La cosa empeoró y desde hace unos años ya no hablaba con él, sino con Montse. Él no me reconocía, a pesar de que su esposa le enseñaba una foto mía cuando se ponía al teléfono. Me hablaba sin sustancia, de cuestiones ajenas a ambos --y mira que teníamos una historia en común--, del tiempo, de política en cuestiones básicas, de su mujer o su hija a las que amaba profundamente y así me lo hacía saber, a pesar de que yo bien lo sabía. Repetía mantras y generalidades. Fue entonces cuando me di cuenta de lo inútil que era hablar con él. No sabía con quién estaba hablando y hacía esfuerzos imposibles para reconocer al otro, sin que pudiera conseguirlo.
Desde entonces, hablaba con Montse. Esa mujer abnegada que vivía para él desde que empezó a olvidar. Me contaba cómo estaba, si tenía dolores, si recordaba algo, si la reconocía, si se quejaba de sus ojos o si tenía dificultad para ir al váter. Afortunadamente, a pesar de sus males, las visitas programadas en paliativos parece que le domaban el dolor, haciéndolo más llevadero.
Pues sí, arriba y abajo. Cabeza y colon. Fue viviendo los últimos años con dificultad pero con la ayuda inestimable de su esposa y de los paliativos. También, Áurea, su hija que vive en Valencia, se acercaba a Tenerife cuando podía y le cuidaba, como seguro había hecho él con ella de pequeña.
Inmerecido. Éste es el adjetivo que se puede aplicar. Rober, fue un hombre bueno, inmerecedor de este final tan largo como injusto. Yo lo conocí bien. Podría decir que fue uno de esos pocos amigos íntimos, de verdad, que tenemos. Había trabajado muchos años con él en Alitalia. Y fue allí mi jefe durante cierto tiempo. Siempre he dicho que el mejor jefe que he tenido, y es verdad. Un jefe peculiar. Serio cuando tenía que serlo, y amable y cooperador con sus empleados siempre.

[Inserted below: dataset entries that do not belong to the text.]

PR #741, opened 2022-07-04
Update bootstrap and other library dependencies

rohandebsarkar:
This PR is an attempt to move al-folio from Bootstrap v4 to v5. Bootstrap v5 introduced a number of breaking changes, most of them are listed here: https://getbootstrap.com/docs/5.0/migration/.

I have tried to solve most of the breaking changes, but there might be many more that went unnoticed.

Along with bootstrap, I have also updated the other library dependencies to major versions only. This will help in less maintenance of the library versions. And therefore also had to remove the integrity checks. (Also, since we are using a constant major version, there won't be any breaking changes according to [SemVer](https://semver.org/))

I have deployed this branch on [Vercel](https://vercel.com/home) for monitoring any abnormalities. This branch will be continuously deployed on this URL: https://alfolio.vercel.app/

PR #2523, opened 2024-06-20
feat: simple filtering / searching on bibliography

CheariX:
This PR adds a simple filter/search functionality to the bibliography.

It can be used in two ways:

1. Simply enter a search term in the input box.
2. Send a search term via the `location.hash`, e.g., https://alshedivat.github.io/al-folio/publications/#mechanics

**Notes:**

- The search box is optional. It can be simply removed if anyone does not like it.
- Searching via `hash` works without the search box. My idea is to use this functionality to index all BibTeX entries via the `ctrl-k` search and link them via their BibTeX key.
- Searching via `hash` could also be used to set static links on the current page, e.g., to filter specific co-authors, venues, etc.
- I don't know much about the design of the input field. I simply reused the newsletter box style.
- Entering a search term in the box does exact matching. No fuzzy search, no AND/OR logic. I kept it very simple. Maybe anyone else wants to improve it in the future.
- The search looks in all data in the BibTeX entry that is parsed via `bib.liquid`. E.g., it is possible to search for BibTeX keys, titles, authors, years, venues, abstracts, or whatever `bib.liquid` prints.
- I used a 300ms delay before starting to search on the input box.
- Entering search terms in the box does not update the location hash (things could get complex otherwise due to automatically updating each other...)
- If the filter does not find any match in a specific year, the year is also made invisible.

**Screenshot**
screenshot

Looking for feedback.

### DIFF
--- a/_config.yml
+++ b/_config.yml
@@ -51,6 +51,7 @@ navbar_fixed: true
 footer_fixed: true
 search_enabled: true
 socials_in_search: true
+bib_search: true
 
 # Dimensions
 max_width: 930px
--- a/_includes/scripts/misc.liquid
+++ b/_includes/scripts/misc.liquid
@@ -36,6 +36,7 @@
 <script src="{{ '/assets/js/no_defer.js' | relative_url | bust_file_cache }}"></script>
 <script defer src="{{ '/assets/js/common.js' | relative_url | bust_file_cache }}"></script>
 <script defer src="{{ '/assets/js/copy_code.js' | relative_url | bust_file_cache }}" type="text/javascript"></script>
+<script defer src="{{ '/assets/js/bibsearch.js' | relative_url | bust_file_cache }}" type="text/javascript"></script>
 
 <!-- Jupyter Open External Links New Tab -->
 <script defer src="{{ '/assets/js/jupyter_new_tab.js' | relative_url | bust_file_cache }}"></script>
--- a/_includes/scripts/misc.liquid
+++ b/_includes/scripts/misc.liquid
@@ -38,7 +38,9 @@
 <script defer src="{{ '/assets/js/copy_code.js' | relative_url | bust_file_cache }}" type="text/javascript"></script>
 
 <!-- Bibsearch Feature -->
-<script src="{{ '/assets/js/bibsearch.js' | relative_url | bust_file_cache }}" type="module"></script>
+{% if site.search_enabled %}
+  <script src="{{ '/assets/js/bibsearch.js' | relative_url | bust_file_cache }}" type="module"></script>
+{% endif %}
 
 <!-- Jupyter Open External Links New Tab -->
 <script defer src="{{ '/assets/js/jupyter_new_tab.js' | relative_url | bust_file_cache }}"></script>
--- a/_includes/scripts/misc.liquid
+++ b/_includes/scripts/misc.liquid
@@ -36,7 +36,18 @@
 <script src="{{ '/assets/js/no_defer.js' | relative_url | bust_file_cache }}"></script>
 <script defer src="{{ '/assets/js/common.js' | relative_url | bust_file_cache }}"></script>
 <script defer src="{{ '/assets/js/copy_code.js' | relative_url | bust_file_cache }}" type="text/javascript"></script>
+
+<!-- Bibsearch Feature -->
 <script defer src="{{ '/assets/js/bibsearch.js' | relative_url | bust_file_cache }}" type="text/javascript"></script>
+<link
+  rel="modulepreload"
+  href="{{ site.third_party_libraries.highlight-search-term.url.js }}"
+  integrity="{{ site.third_party_libraries.highlight-search-term.itegrity.js }}"
+>
+<script type="module">
+  import { highlightSearchTerm } from '{{ site.third_party_libraries.highlight-search-term.url.js }}';
+  window.highlightSearchTerm = highlightSearchTerm; // export to global scope
+</script>
 
 <!-- Jupyter Open External Links New Tab -->
 <script defer src="{{ '/assets/js/jupyter_new_tab.js' | relative_url | bust_file_cache }}"></script>
--- a/_includes/scripts/misc.liquid
+++ b/_includes/scripts/misc.liquid
@@ -38,16 +38,7 @@
 <script defer src="{{ '/assets/js/copy_code.js' | relative_url | bust_file_cache }}" type="text/javascript"></script>
 
 <!-- Bibsearch Feature -->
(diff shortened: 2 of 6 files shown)


george-gca:
I will try to test it this weekend. Question:

> I used a 300ms delay before starting to search on the input box.

Why?

george-gca:
It would be nice to highlight the search term found, so it would be clear why that item was selected. Something like the current search does:

image

CheariX:
> I will try to test it this weekend. Question:
> 
> > I used a 300ms delay before starting to search on the input box.
> 
> Why?

In contrast to the Ctrl-k search, this one is a bit "hacky". It operates on the HTML DOM rather than on a pretty JSON structure. I was a bit scared that the search could slow down the browser while typing. Waiting 300ms before starting to search reduces unnecessary workload. Without that, the search would be triggered with every key up while typing the search term. E.g, typing "mechan" would trigger the filtering 6 times. With normal typing speed below 300ms, one one filtering is triggered.

300ms seems to be fast enough for me to not get bored. I do not even feel this delay.

I'm open to change this if anyone thinks it is unnecessary.

> It would be nice to highlight the search term found, so it would be clear why that item was selected. Something like the current search does:
> 
> image

This is something that I would also like to have. 

Unfortunately, I have no idea how to do this. Help is appreciated here. Or we leave it for a future PR.

Also, the filter currently searches in "hidden" texts like abstract or bibtex. Should they be opened automatically?

CheariX:
image

I found a very cool library that was easy to integrate and does exactly what we are looking for (ref: [highlight-search-term](https://github.com/marmelab/highlight-search-term)).

Pro:
- Easy integration
- Does not use any clunky `<mark>` or `<span>` elements for highlighting => Does not pollute the DOM.

Con:
- One more library/dependency. Do we want that?
- I think the integration could be improved. My code works, but could be improved. E.g., I import the `highlight-search-term` ES module and then export the `highlightSearchTerm`-function to the global scope. However, my knowledge about doing this the right was is limited. 
- ES Modules cannot be easily imported in our `*.js` files. It would be nice to import the `highlightSearchTerm` directly into `bibsearch.js`. To achive that, I can only use hardcoded URLs (no liquid syntax), so that it would not work with `offline/download` mode. Could maybe be solved by downloading the file directly and putting it into the `assets` folder.
- Currently not [supported in Firefox](https://caniuse.com/?search=CSS.Highlights), but it will get support soon. So, this is not an issue IMHO.

What do you think?

CheariX:
Update.

I integrated `highlight-search-term.js` directly. Now, it can be easily integrated as a module.
The code looks much cleaner. 

Also, I set the old non-highlighting filter function as a fallback in case the browser does not support the API.

I'm pretty happy (=done) with the code now. 

One question left: Can we somehow enable ES6 support in Uglifier (that is the reason why the checks did not pass)? Or do we really want to stay with old ES5 syntax?

george-gca:
I will try to take a proper look at this this weekend.

CheariX:
Thank you, @george-gca. Looking forward to hear your opinion on this PR.

About the failed check:

We can change `node.textContent?.XYZ` (ES6 Syntax) to something like `node.textContent && node.textContent.XYZ` to pass uglify checks, see e.g. https://github.com/alshedivat/al-folio/pull/2523/commits/a0d51f708c4c3eadc252d6a41a872bd06abd939b. However, I’d argue that it would be nice to allow this syntax because it is much better to read.

CheariX:
I changed ES6 syntax to ES5 compatible syntax so that Uglifier does not fail.

In the future, it would be nice to allow ES6 Syntax, see #2548.

@george-gca: is there anything else I can do to push this forward?

george-gca:
I just need to make some time to look throught this PR. I'll do it this weekend for sure.

george-gca:
Sorry for the delay on this. This is a very nice addition indeed.

> Can we somehow enable ES6 support in Uglifier?

I think so. Some code updates might be needed, but it would be nice to keep it as up-to-date as possible with the latest best practices. There was also a huge effort (#741) to update some of the dependencies of the template (aka bootstrap), but that was never finished. I hope someday I will have the time to tackle this before it gets more difficult to do it. Maybe you could help on some of these?

> The search box is optional. It can be simply removed if anyone does not like it.

I believe it is a better idea to create a way to easily disable it, like a setting in `_config.yml`. Something like `bib_search: true`, but it could be another name, I didn't give it much thought. So this way one could avoid drawing the search bar and also import the js files.

CheariX:
> > The search box is optional. It can be simply removed if anyone does not like it.
> 
> I believe it is a better idea to create a way to easily disable it, like a setting in `_config.yml`. Something like `bib_search: true`, but it could be another name, I didn't give it much thought. So this way one could avoid drawing the search bar and also import the js files.

Nice idea. Introduced with https://github.com/alshedivat/al-folio/pull/2523/commits/07d6e619cced7a2256bbe6de582ad68f93cd1553

george-gca (approved):

george-gca:
Thanks for the contribution. It is always nice when a lot more people contribute to the project.

garywei944:
It seems `bibsearch.js` is broken, doesn't it? https://alshedivat.github.io/al-folio/

image

george-gca:
I believe it was just fixed on #2560.

CheariX:
No, it is not fixed there.

If I remember correctly, this issue is caused when you filter single key search or empty searches (don't remember exactly).

It is an upstream issue. I did not put much effort to fix it, since I did not want to change upstream code more than necessary.

Did you experience any downsides besides this error message?

Maybe if I find time, I'll fix it. Or anyone else kicks in 😀

george-gca:
Actually the error happens the moment you open the publications page. You don't even have to start typing anything.

CheariX:
Yes, I think this is because it applies the filter automatically upon page loading.
The default filter is the empty string. If you append something like `#mechanics` to the URL, it is applied automatically.

The same error occurs if you enter a search string, and then delete it (using the keyboard)

george-gca:
Fixed in https://github.com/alshedivat/al-folio/commit/8ffd34c9b49f5496c34e327866817ed023c3edf7.

garywei944:
I can confirm that the feature works fine on my Windows Chrome, iOS Chrome, and Safari browsers. But the highlighting doesn't work on my Windows clean Firefox installation.

image

george-gca:
Hummm it's true also for Linux. Would you mind opening an issue for this?

CheariX:
[Firefox is not supported yet](https://caniuse.com/?search=CSS.Highlights), but it will get support soon. 
I mentioned this in my first. 

It should not depend on the operating system. Only the browser should be relevant.

For this reason, I added a backward-compatible search without highlighting: https://github.com/alshedivat/al-folio/blob/8ffd34c9b49f5496c34e327866817ed023c3edf7/assets/js/bibsearch.js#L17-L24

PR #2525, opened 2024-06-24
Fix repo card heigth for different repo descriptions

tiagolobao:
Hello! I had this minor issue on my website and I saw few other people using this template and having the same issue.

**Brief**
if two repo's in the same row has different number of lines for the descriptions, heights of the cards will not be the same if we don't force the number of lines to be displayed.

**Solution**
By looking at [This issue](https://github.com/anuraghazra/github-readme-stats/issues/2900) I could see that they solved it by adding an new option, `description_lines_count`. This was used on the API request in order to fix the issue.

---

## Issue reproduced:

before

---

## Issue fixed after the commit:

after

### DIFF
--- a/_data/repositories.yml
+++ b/_data/repositories.yml
@@ -2,11 +2,13 @@ github_users:
   - torvalds
   - alshedivat
 
+repo_description_lines_max: 2
+
 github_repos:
   - alshedivat/al-folio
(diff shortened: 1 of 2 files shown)


george-gca (approved):

george-gca:
Thanks for fixing this.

Recuerdo escenas que no podré olvidar nunca. Esas mañanas que empezaban con risas desaforadas, con lágrimas de alegría. Eran las ocho y sólo habíamos llegado, Roberto, Peko, Gemma y yo. Los cuatro decidíamos, antes de empezar a trabajar y de que llegaran otros compañeros, contarnos chascarrillos, criticar a otros, hablar de política, naturalmente con críticas a la derecha, a la monarquía y a las instituciones malditas que hacen la vida más difícil. Un día nos pilló el director general, el único día que llegó pronto, y recuerdo la escena como una fotografía: Roberto, Gemma y yo llorando de risa (no recuerdo por qué) y el Peko tratando, con su ojo pipa, de leer el periódico. El gran jefe sólo pudo decir, buenos días y se quedó mirando al Peko cuyo periódico, estaba a unos dos centímetros de distancia, debido a ese ojo vago que se empeñaba en hacer trabajar a la fuerza. Después, se marchó, quién sabe qué pensó, pero no hizo ningún comentario. Nosotros seguimos riendo, era nuestro cuartito de hora.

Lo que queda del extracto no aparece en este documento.